PR #1445, opened 2023-03-25
build(provider): add build tags to disable providers

rinor:
the final implementation is like https://github.com/nanovms/ops/pull/1445#issuecomment-1493407963

---

By default nothing changes and all providers are compiled and available.

However now we have build tags to disable each provider (except `onprem`). i.e: the following command builds only `onprem` and all other providers are disabled.
```sh
go build -tags 
noaws,noazure,nodigitalocean,nogcp,nohyperv,noibm,nolinode,nooci,noopenshift,noopenstack,noproxmox,noupcloud,novbox,novsphere,novultr
```
---
available tags:
- no**aws**
- no**azure**
- no**digitalocean**
- no**gcp**
- no**hyperv**
- no**ibm**
- no**linode**
- no**oci**
- no**openshift**
- no**openstack**
- no**proxmox**
- no**upcloud**
- no**vbox**
- no**vsphere**
- no**vultr**

### DIFF
--- a/provider/aws/aws.go
+++ b/provider/aws/aws.go
@@ -1,3 +1,5 @@
+//go:build aws || !onlyprovider
+
 package aws
 
 import (
--- a/provider/aws/aws_dns.go
+++ b/provider/aws/aws_dns.go
@@ -1,14 +1,15 @@
+//go:build aws || !onlyprovider
+
 package aws
 
 import (
 	"strconv"
 	"time"
 
-	"github.com/nanovms/ops/types"
-
 	"github.com/aws/aws-sdk-go/aws"
 	"github.com/aws/aws-sdk-go/service/route53"
 	"github.com/nanovms/ops/lepton"
+	"github.com/nanovms/ops/types"
 )
 
 // FindOrCreateZoneIDByName searches for a DNS zone with the name passed by argument and if it doesn't exist it creates one
--- a/provider/aws/aws_image.go
+++ b/provider/aws/aws_image.go
@@ -1,3 +1,5 @@
+//go:build aws || !onlyprovider
+
 package aws
 
 import (
@@ -24,7 +26,6 @@ import (
 	"github.com/nanovms/ops/log"
 	"github.com/nanovms/ops/types"
 	"github.com/olekukonko/tablewriter"
-
 	"github.com/schollz/progressbar/v3"
 )
 
--- a/provider/aws/aws_image_test.go
+++ b/provider/aws/aws_image_test.go
@@ -1,3 +1,5 @@
+//go:build aws || !onlyprovider
+
 package aws_test
 
 import (
--- a/provider/aws/aws_instance.go
+++ b/provider/aws/aws_instance.go
@@ -1,3 +1,5 @@
+//go:build aws || !onlyprovider
+
 package aws
 
 import (
--- a/provider/aws/aws_instance_group.go
+++ b/provider/aws/aws_instance_group.go
@@ -1,7 +1,10 @@
+//go:build aws || !onlyprovider
+
 package aws
 
 import (
 	"fmt"
+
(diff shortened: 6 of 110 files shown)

================

> _Aim of the exercise_
Please make the answer a complete, exact reproduction of the records.

> _Exercise answer_
PR #1445, opened 2023-03-25
build(provider): add build tags to disable providers

rinor:
the final implementation is like https://github.com/nanovms/ops/pull/1445#issuecomment-1493407963

---

By default nothing changes and all providers are compiled and available.

However now we have build tags to disable each provider (except `onprem`). i.e: the following command builds only `onprem` and all other providers are disabled.
```sh
go build -tags 
noaws,noazure,nodigitalocean,nogcp,nohyperv,noibm,nolinode,nooci,noopenshift,noopenstack,noproxmox,noupcloud,novbox,novsphere,novultr
```
---
available tags:
- no**aws**
- no**azure**
- no**digitalocean**
- no**gcp**
- no**hyperv**
- no**ibm**
- no**linode**
- no**oci**
- no**openshift**
- no**openstack**
- no**proxmox**
- no**upcloud**
- no**vbox**
- no**vsphere**
- no**vultr**

### DIFF
--- a/provider/aws/aws.go
+++ b/provider/aws/aws.go
@@ -1,3 +1,5 @@
+//go:build aws || !onlyprovider
+
 package aws
 
 import (
--- a/provider/aws/aws_dns.go
+++ b/provider/aws/aws_dns.go
@@ -1,14 +1,15 @@
+//go:build aws || !onlyprovider
+
 package aws
 
 import (
 	"strconv"
 	"time"
 
-	"github.com/nanovms/ops/types"
-
 	"github.com/aws/aws-sdk-go/aws"
 	"github.com/aws/aws-sdk-go/service/route53"
 	"github.com/nanovms/ops/lepton"
+	"github.com/nanovms/ops/types"
 )
 
 // FindOrCreateZoneIDByName searches for a DNS zone with the name passed by argument and if it doesn't exist it creates one
--- a/provider/aws/aws_image.go
+++ b/provider/aws/aws_image.go
@@ -1,3 +1,5 @@
+//go:build aws || !onlyprovider
+
 package aws
 
 import (
@@ -24,7 +26,6 @@ import (
 	"github.com/nanovms/ops/log"
 	"github.com/nanovms/ops/types"
 	"github.com/olekukonko/tablewriter"
-
 	"github.com/schollz/progressbar/v3"
 )
 
--- a/provider/aws/aws_image_test.go
+++ b/provider/aws/aws_image_test.go
@@ -1,3 +1,5 @@
+//go:build aws || !onlyprovider
+
 package aws_test
 
 import (
--- a/provider/aws/aws_instance.go
+++ b/provider/aws/aws_instance.go
@@ -1,3 +1,5 @@
+//go:build aws || !onlyprovider
+
 package aws
 
 import (
--- a/provider/aws/aws_instance_group.go
+++ b/provider/aws/aws_instance_group.go
@@ -1,7 +1,10 @@
+//go:build aws || !onlyprovider
+
 package aws
 
 import (
 	"fmt"
+
(diff shortened: 6 of 110 files shown)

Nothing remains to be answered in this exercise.